Managing Artifacts Dependencies: Selective Artifacts Using "dependencies"

The keyword artifacts is used to pass artifacts between jobs. However, this is the default behavior of GitLab CI/CD: all artifacts generated by a job are automatically passed to the next jobs in the same pipeline.

Example:

In a pipeline where we have three jobs: job-1, job-2, and job-3:

  • If job-1 generates an artifact called file1.txt.
  • If job-2 generates an artifact called file2.txt.
  • As a result, job-3 will automatically fetch the artifacts generated by both jobs (job-1 and job-2).

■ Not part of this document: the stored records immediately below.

PR #16, opened 2024-06-04
Fix corpus tests

khieta:
*Issue #, if available:*

*Description of changes:*

Hi 👋 I've been working on standardizing Cedar's JSON interfaces (including the integration tests), and made a couple edits recently that will affect `cedar-go`. I believe the changes I've made here will fix any breaks.

Tested with: `go test -count=1 -v -tags corpus ./integration_tests/...`

Related PRs:
* Update to `cedar`: https://github.com/cedar-policy/cedar/pull/837
* Update to `cedar-integration-tests`: https://github.com/cedar-policy/cedar-integration-tests/pull/4

PR #22, opened 2024-07-03
Fix up nightly corpus tests

patjakdev:
Issue #, if available: None

Description of changes:

This PR causes the Github action to fail correctly when the corpus tests have failed such that our alerting will actually be invoked.

I've also pulled in the fixes from https://github.com/cedar-policy/cedar-go/pull/16 so that the tests now pass.

I'd like to make additional changes to get these to run on every PR and to check in a copy of the tests to this repo and change the alerting to let us know when the tests are out of sync with the upstream version, but I'll save those for later. This at least gets us back to status quo.

### DIFF
--- a/.github/workflows/corpus.yml
+++ b/.github/workflows/corpus.yml
@@ -7,7 +7,11 @@ on:
 
 jobs:
   build:
+    defaults:
+      run:
+        shell: bash
     runs-on: ubuntu-latest
+
     steps:
       - uses: actions/checkout@v4
 
--- a/.github/workflows/corpus.yml
+++ b/.github/workflows/corpus.yml
@@ -30,7 +30,7 @@ jobs:
         run: go test -count=1 -v -tags corpus ./integration_tests/... | tail
 
       - name: Notify on Failure
-        if: failure()
+        if: failure() && github.event_name == 'schedule'
         uses: actions/github-script@v6
         with:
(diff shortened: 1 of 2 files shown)


.github/workflows/corpus.yml
```diff
@@ -7,7 +7,11 @@ on:
 
 jobs:
   build:
+    defaults:
+      run:
+        shell: bash
```
patjakdev, line 12: Setting `bash` here invokes the default `-o pipefail` behavior that correctly makes it so that the `go test -count=1 -v -tags corpus ./integration_tests/... | tail` fails when the tests fail.

.github/workflows/corpus.yml
```diff
@@ -26,7 +30,7 @@ jobs:
         run: go test -count=1 -v -tags corpus ./integration_tests/... | tail
 
       - name: Notify on Failure
-        if: failure()
+        if: failure() && github.event_name == 'schedule'
```
patjakdev, line 33: We only want to be notified when this fails in the nightly run. Manual invocations shouldn't file an issue.

philhassey (approved):
Short of a manual test of this here, it looks good.

patjakdev:
> Short of a manual test of this here, it looks good.

You can see a successful run of the tests over in the [StrongDM fork](https://github.com/strongdm/cedar-go/actions/runs/9785686649).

You can run the following command to test how it works:

cat <$HOME/todo/app/.gitlab-ci.yml && \
cd $HOME/todo/app && \
git add . && \
git commit -m "Artifacts example" && \
git push origin main
stages:
  - stage-1
  - stage-2
  - stage-3

job-1:
  stage: stage-1
  script:
    - touch file1.txt
  artifacts:
    paths:
      - file1.txt

job-2:
  stage: stage-2
  script:
    - touch file2.txt
  artifacts:
    paths:
      - file2.txt

job-3:
  stage: stage-3
  script:
    - ls -l | grep "file1.txt" || echo "file1.txt not found"
    - ls -l | grep "file2.txt" || echo "file2.txt not found"
EOF

After the pipeline is triggered, you will see this output in the job-3 job:

[...]

Downloading artifacts for job-1 (8452994181)...

[...]

Downloading artifacts for job-2 (8452994182)...

[...]

$ ls -l | grep "file1.txt" || echo "file1.txt not found"
-rw-r--r-- 1 root root     0 Oct 22 17:07 file1.txt

$ ls -l | grep "file2.txt" || echo "file2.txt not found"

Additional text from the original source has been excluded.